Dataset records:
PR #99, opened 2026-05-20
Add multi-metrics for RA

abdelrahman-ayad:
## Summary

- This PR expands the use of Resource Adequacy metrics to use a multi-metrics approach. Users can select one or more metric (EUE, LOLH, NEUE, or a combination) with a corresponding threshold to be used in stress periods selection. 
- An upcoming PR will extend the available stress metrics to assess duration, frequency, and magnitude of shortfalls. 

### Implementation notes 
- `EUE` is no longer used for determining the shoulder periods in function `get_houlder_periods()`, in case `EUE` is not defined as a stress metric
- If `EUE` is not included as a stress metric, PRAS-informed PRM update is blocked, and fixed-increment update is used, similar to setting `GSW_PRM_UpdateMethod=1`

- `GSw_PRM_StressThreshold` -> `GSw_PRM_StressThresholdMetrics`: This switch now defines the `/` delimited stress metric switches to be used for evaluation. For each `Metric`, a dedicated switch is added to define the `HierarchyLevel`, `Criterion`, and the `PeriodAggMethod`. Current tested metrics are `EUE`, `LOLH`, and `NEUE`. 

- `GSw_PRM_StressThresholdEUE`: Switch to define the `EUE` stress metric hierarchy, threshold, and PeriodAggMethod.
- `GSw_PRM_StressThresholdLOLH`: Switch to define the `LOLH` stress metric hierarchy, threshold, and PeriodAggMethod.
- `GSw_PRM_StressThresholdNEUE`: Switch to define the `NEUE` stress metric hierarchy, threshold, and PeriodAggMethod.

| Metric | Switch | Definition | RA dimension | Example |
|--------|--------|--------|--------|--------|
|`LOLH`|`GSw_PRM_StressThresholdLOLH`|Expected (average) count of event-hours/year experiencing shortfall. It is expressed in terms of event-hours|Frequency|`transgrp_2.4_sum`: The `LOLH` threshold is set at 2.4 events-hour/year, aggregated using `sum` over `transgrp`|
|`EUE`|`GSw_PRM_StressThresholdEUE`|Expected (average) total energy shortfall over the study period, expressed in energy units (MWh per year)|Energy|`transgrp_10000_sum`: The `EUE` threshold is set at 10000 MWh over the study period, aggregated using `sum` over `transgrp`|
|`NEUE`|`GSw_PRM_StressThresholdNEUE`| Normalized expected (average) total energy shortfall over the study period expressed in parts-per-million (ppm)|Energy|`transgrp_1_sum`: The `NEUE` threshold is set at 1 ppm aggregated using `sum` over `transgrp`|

What needs to be done: Would you show every line in the data above that contains the string "multi"?

Your solution:
Add multi-metrics for RA
- This PR expands the use of Resource Adequacy metrics to use a multi-metrics approach. Users can select one or more metric (EUE, LOLH, NEUE, or a combination) with a corresponding threshold to be used in stress periods selection. 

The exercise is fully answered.